The first article discussed log analysis using tools from the Elastic stack. The second covered creating visualizations from Traefik metrics with Prometheus and Grafana. This third article explores using another open-source project, Jaeger, to perform request tracing for applications on Kubernetes.
About Tracing
Debugging anomalies, bottlenecks, and performance issues is a challenge in distributed architectures, such as microservices. Each user request typically involves the collaboration of many services to deliver the intended outcome. Because traditional monitoring methods like application logs and metrics tend to target monolithic applications, they can fail to capture the full performance trail for every request.
Distributed tracing, therefore, is an important profiling technique that complements log monitoring and metrics. It captures the transaction flow across various application components and services involved in processing a user request. The captured data can then be visualized to show which component malfunctioned and caused an issue, such as an error or bottleneck.

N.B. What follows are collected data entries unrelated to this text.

PR #50, opened 2016-12-19
Plans feature

### LINKED ISSUE #26: Plans
- MVV Tram
- MVV complete
- Campus Garching
- Campus Klinikum
- Campus Olympiapark
- Campus Olympiapark Hallenplan
- Campus Arcisstraße
- Campus Weihenstephan

TheZoker:
Closes #26


mammuth:
Cool, gonna check it out on the simulator later.

Looks like you're downloading the needed plans, but why are there binaries shipped with the app then? (https://github.com/TheZoker/iOS/blob/plans-rebase/TUM%20Campus%20App/Assets.xcassets/plan_campus_garching.imageset/campus_garching.png)

TheZoker:
I'm just doing the same as the android TUM Campus App:
https://github.com/TCA-Team/TumCampusApp/blob/master/app/src/main/java/de/tum/in/tumcampusapp/activities/PlansActivity.java#L33-L37

https://github.com/TCA-Team/TumCampusApp/blob/master/app/src/main/java/de/tum/in/tumcampusapp/activities/PlansActivity.java#L101-L111

kordianbruck:
The University Plans are shipped with the app. It is planed to serve them via an Endpoint over the API as well, but this is not yet implemented and would require some backend work.

@TheZoker please name your branches like so in the future: 'feature/<thename>' (Check this SO answer from 2008 http://stackoverflow.com/questions/273695/git-branch-naming-best-practices)

TUM Campus App/PlansTableViewController.swift
```diff
@@ -0,0 +1,81 @@
...
+//  Copyright © 2016 LS1 TUM. All rights reserved.
+//
+
+import UIKit
+import Alamofire
+
+class PlansTableViewController: UITableViewController {
+    
+    // MARK: - Table view data source
+    lazy var plans = Plans()
```
mathiasquintero: Should this really be evaluated every single time you load the view controller? Perhaps create a shared instance in Plans

TUM Campus App/PlansTableViewController.swift
```diff
@@ -0,0 +1,81 @@
...
+            let nextScene = segue.destination as! PlanDetailsViewController
+            let plan = sender as! Plan
+            nextScene.planFileUrl = plan.fileUrl
+            nextScene.planType = plan.type
+        }
+    }
+    
+    // download the plans
+    private func downloadData() {
+        for i in 0..<plans.getPlans().count {
```
mathiasquintero: There's no need to go by index. Use foreach or for plan in plans.getPlans()

TUM Campus App/Plans.swift
```diff
@@ -0,0 +1,34 @@
...
+        plans.append(Plan(title: "Campus Klinikum", type: "image", fileUrl: "plan_campus_klinikum", url: "", address: "Ismaninger Straße 22, 81675 München", icon: "plan_campus_klinikum_icon"))
+        plans.append(Plan(title: "Campus Olympiapark", type: "image", fileUrl: "plan_campus_olympiapark", url: "", address: "Connollystraße 32, 80809 München", icon: "plan_campus_olympiapark_icon"))
+        plans.append(Plan(title: "Campus Olympiapark Hallenplan", type: "image", fileUrl: "plan_campus_olympiapark_hallenplan", url: "", address: "Connollystraße 32, 80809 München", icon: "plan_campus_olympiapark_hallenplan_icon"))
+        plans.append(Plan(title: "Stammgelände", type: "image", fileUrl: "plan_campus_stammgelaende", url: "", address: "Arcisstraße 21, 80333 München", icon: "plan_campus_stammgelaende_icon"))
+        plans.append(Plan(title: "Campus Weihenstephan", type: "image", fileUrl: "plan_campus_weihenstephan", url: "", address: "Liesel-Beckmann-Straße 6, 85354 Freising", icon: "plan_campus_weihenstephan_icon"))
+    }
+    
+    func getPlans() -> [Plan]{
```
mathiasquintero: It's not very swift to use setters and getters as functions. That's why set{ } and  get { } exist. Plus you can achieve this by having a ```private(set) var plans = [Plan]()``` which makes a getter internal but the setter private

TUM Campus App/PlanDetailsViewController.swift
```diff
@@ -0,0 +1,50 @@
...
+//  Created by Florian Gareis on 16.12.16.
+//  Copyright © 2016 LS1 TUM. All rights reserved.
+//
+
+import UIKit
+
+class PlanDetailsViewController: UIViewController, UIScrollViewDelegate {
+
+    @IBOutlet weak var scrollView: UIScrollView!
+    var imageView: UIImageView!
```
TheZoker: Yes I use it more than once: 
https://github.com/TCA-Team/iOS/pull/50/files#diff-eb09460ec53bb01303365b20ed9ba5b1R47

TUM Campus App/PlanDetailsViewController.swift
```diff
@@ -0,0 +1,50 @@
...
+            let documentUrl = paths?.appendingPathComponent("plans/"+planFileUrl)
+            webView.loadRequest(NSURLRequest(url: documentUrl!) as URLRequest)
+            
+            scrollView.addSubview(webView)
+        }
+    }
+    
+    // allow image zooming
+    func viewForZooming(in scrollView: UIScrollView) -> UIView? {
+        return self.imageView
```
mathiasquintero: Since imageView is a UIImageView! won't it crash if we added a webview?

TUM Campus App/PlanDetailsViewController.swift
```diff
@@ -0,0 +1,50 @@
...
+            self.scrollView.minimumZoomScale = 1.0
+            self.scrollView.maximumZoomScale = 5.0
+            scrollView.addSubview(imageView)
+        } else if (planType == "pdf") {
+            webView = UIWebView()
+            webView.scalesPageToFit = true
+            webView.frame = self.view.frame
+            
+            let paths = FileManager.default.urls(for: .documentDirectory, in: .userDomainMask).first
+            let documentUrl = paths?.appendingPathComponent("plans/"+planFileUrl)
```
mathiasquintero: Please use proper spacing ```"plans/" + planFileUrl``` is much easier to read.

TUM Campus App/PlansTableViewCell.swift
```diff
@@ -0,0 +1,17 @@
...
+//  TUM Campus App
+//
+//  Created by Florian Gareis on 14.12.16.
+//  Copyright © 2016 LS1 TUM. All rights reserved.
+//
+
+import UIKit
+
+class PlansTableViewCell: UITableViewCell {
+
```
mathiasquintero: Not really that important but there's an extra free line here. It's bugging the hell out of me

TUM Campus App/Plans.swift
```diff
@@ -0,0 +1,34 @@
...
+//  Copyright © 2016 LS1 TUM. All rights reserved.
+//
+
+import Foundation
+
+class Plans {
+    private var plans = [Plan]()
+    
+    init(){
+        plans.append(Plan(title: "MVV Gesamtnetz", type: "pdf", fileUrl: "Schnellbahnnetz.pdf", url: "http://www.mvv-muenchen.de/fileadmin/media/Dateien/plaene/pdf/Netz_2017_Version_A4.pdf", address: "", icon: "plan_mvv_icon"))
```
mathiasquintero: Why do we sometimes have empty strings as values? If they can be empty perhaps they should be optionals and not be specified in the init

TUM Campus App/PlanDetailsViewController.swift
mathiasquintero: Is there any way for you to get rid of these extra properties? It doesn't seem very clean to keep a reference to these views

TUM Campus App/PlanDetailsViewController.swift
TheZoker: Works fine in my tests

TUM Campus App/PlanDownloader.swift
```diff
@@ -0,0 +1,32 @@
...
+        let fileURL = documentsURL!.appendingPathComponent("plans/"+name)
+        
+        let destination: DownloadRequest.DownloadFileDestination = { _, _ in
+            return (fileURL, [.removePreviousFile, .createIntermediateDirectories])
+        }
+        
+        let fileManager = FileManager.default
+        if !(fileManager.fileExists(atPath: fileURL.path)) {
+            Alamofire.download(url, to: destination).response { response in
+                print(response)
```
TheZoker: I'm not sure if I need a callback here. Maybe I should just ignore the callback?

TUM Campus App/PlansTableViewController.swift
TheZoker: Do you have any reference, how to built such a shared instance? I'm not really sure how to build them

TUM Campus App/Plans.swift
TheZoker: But how do I get the count value then? Like I do here: https://github.com/TCA-Team/iOS/pull/50/files#diff-5aacaf475b874319617ff1d168b5fc27R31

TUM Campus App/Plans.swift
TheZoker: It's just done like in the Android App:
https://github.com/TCA-Team/TumCampusApp/blob/master/app/src/main/java/de/tum/in/tumcampusapp/activities/PlansActivity.java#L105

But instead they use `R.string.empty_string`.

TUM Campus App/PlansTableViewController.swift
```diff
@@ -0,0 +1,81 @@
...
+    }
+
+    // load data into the rows
+    override func tableView(_ tableView: UITableView, cellForRowAt indexPath: IndexPath) -> UITableViewCell {
+        let plan = plans.getPlan(forIndex: indexPath.row)
+        
+        let cell = tableView.dequeueReusableCell(withIdentifier: "planCell", for: indexPath) as! PlansTableViewCell
+
+        // Configure the cell...
+        cell.planTitleLabel.text = plan.title
```
TheZoker: I searched for tutorials on this, but every tutorial I found, configures the cell in the VC:

- https://www.ralfebert.de/tutorials/ios-swift-uitableviewcontroller/custom-cells/
- http://www.codingexplorer.com/getting-started-uitableview-swift/#crayon-5887c31500f88513863969
- http://shrikar.com/uitableview-and-uitableviewcell-customization-in-swift/

TUM Campus App/Plans.swift
mathiasquintero: You can do it straight from the variable. What private(set) means is that you can access the variable inside your module but only set it from inside the declaration. Which is exactly what you want. You would do .plans.count

TUM Campus App/PlanDownloader.swift
mathiasquintero: The question is shouldn't someone be notified when the download is done?

TUM Campus App/PlanDetailsViewController.swift
```diff
@@ -0,0 +1,50 @@
...
+    var imageView: UIImageView!
+    var webView: UIWebView!
+    var planFileUrl: String!
+    var planType: String!
+    
+    // display image or pdf, depending on the file type
+    override func viewDidLoad() {
+        super.viewDidLoad()
+
+        if (planType == "image") {
```
TheZoker: Fixed!

TUM Campus App/PlanDetailsViewController.swift
```diff
@@ -0,0 +1,50 @@
...
+            self.scrollView.maximumZoomScale = 5.0
+            scrollView.addSubview(imageView)
+        } else if (planType == "pdf") {
+            webView = UIWebView()
+            webView.scalesPageToFit = true
+            webView.frame = self.view.frame
+            
+            let paths = FileManager.default.urls(for: .documentDirectory, in: .userDomainMask).first
+            let documentUrl = paths?.appendingPathComponent("plans/"+planFileUrl)
+            webView.loadRequest(NSURLRequest(url: documentUrl!) as URLRequest)
```
TheZoker: Fixed!

TUM Campus App/PlansTableViewController.swift
TheZoker: Fixed!

TUM Campus App/PlanDetailsViewController.swift
TheZoker: Fixed!

TUM Campus App/PlansTableViewCell.swift
TheZoker: Fixed!

TUM Campus App/PlansTableViewController.swift
mathiasquintero: I know that a lot of tutorials do it this way. But this contributes to the horrible problem in iOS: Massive View Controller. The more modular your UI code is, the easier it will be to maintain it.

TUM Campus App/PlansTableViewController.swift
mathiasquintero: The common way is to have this in Plans: static lazy var shared = Plans()
It's a basic singleton. That way you don't have to load it every time. It's commonly done in FileManager, UIApplication and other Apple Framework Classes

TUM Campus App/Plans.swift
TheZoker: screenshot_2017 01 24_23h46m45s_022_

And [here](https://github.com/TCA-Team/iOS/pull/50/files#diff-5aacaf475b874319617ff1d168b5fc27R73)?
Is it like `for plan in .plans` ?

I'm very sorry for all the questions, but since I'm more a php and java developer, I'm not used to program the swift way yet.

TUM Campus App/PlansTableViewController.swift
TheZoker: Do you have a tutorial for that?

TUM Campus App/Plans.swift
mathiasquintero: I'll simplify. In Swift we never write setters and getters. Too repetitive. 
There are, computed, weak, lazy and of course the normal properties you are used to. So we manage access differently. One way is by adding the access modifier private(set) we say only code inside our class declaration can modify this variable. This is the equivalent to in Java only writing a getter and no setter.
What I mean is that you can get rid of getPlans() this way. Because everyone can read the array directly. So the count is in {PlansObject}.plans.count instead of {PlansObject}.getPlans().count

TUM Campus App/PlansTableViewController.swift
mathiasquintero: Not really since this is still a really controversial topic today. But you can see it in the rest of the app: https://github.com/TCA-Team/iOS/blob/master/TUM%20Campus%20App/TuitionCardTableViewCell.swift

As you can see there's an extra Object for the cell that is optimized for displaying it.
BTW: I know there's a setter here. I haven't updated some of the old code to the new style guidelines ;)

TUM Campus App/PlansTableViewController.swift
mathiasquintero: So my suggestion is:

In Plans:

```Swift
class Plans {

    static lazy var shared = Plans()

    // Rest of your code
}
```

And in your TableView instead of this plans variable you'd have:
```Swift
class PlansTableViewController: UITableViewController {

    var plans: [Plan] {
        return Plans.shared.plans
    }

}
```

This post demonstrates how to integrate Traefik with Jaeger, an open-source tracing application that's a project of the Cloud Native Computing Foundation. The integration will capture traces for user requests across the various components of a hypothetical application running on a Kubernetes cluster.
Prerequisites
This post will walk you through the process of integrating Traefik and Jaeger, but you'll need to have a few things setup first:
-
A Kubernetes cluster running at
localhost
. The Traefik Labs team often uses k3d for this purpose, which creates a local cluster in Docker containers. However, k3d comes bundles with the latest version of k3s, andk3s
comes packaged with Traefik ver 1.7, which you'll want to disable so you can use the latest version. The following command creates the cluster and exposes it on port 8081:k3d cluster create dev -p "8081:80@loadbalancer" --k3s-server-arg --disable=traefik
-
The
kubectl
command-line tool, configured to point to your cluster. (If you created your cluster using K3d and the instructions above, this will already be done for you.) -
A recent version of the Helm package manager for Kubernetes.
-
The set of configuration files that accompany this article, which are available on GitHub:
git clone https://github.com/traefik-tech-blog/traefik-sre-tracing/
You do not need to have Traefik 2.x preinstalled, as you'll do that along the way.
Set Up Tracing
First, you'll need to install and configure Jaeger on your Kubernetes cluster. The simplest way is to use the official Helm chart. As a first step, add the jaegertracing
repository to your Helm repo list and update its contents:
helm repo add jaegertracing https://jaegertracing.github.io/helm-charts
helm repo update
The Jaeger repository provides two charts: jaeger
and jaeger-operator
. For the purpose of this discussion, you'll deploy the jaeger-operator
chart, which makes it easy to configure a minimal installation. To learn more about the Jaeger Operator for Kubernetes, consult the official documentation.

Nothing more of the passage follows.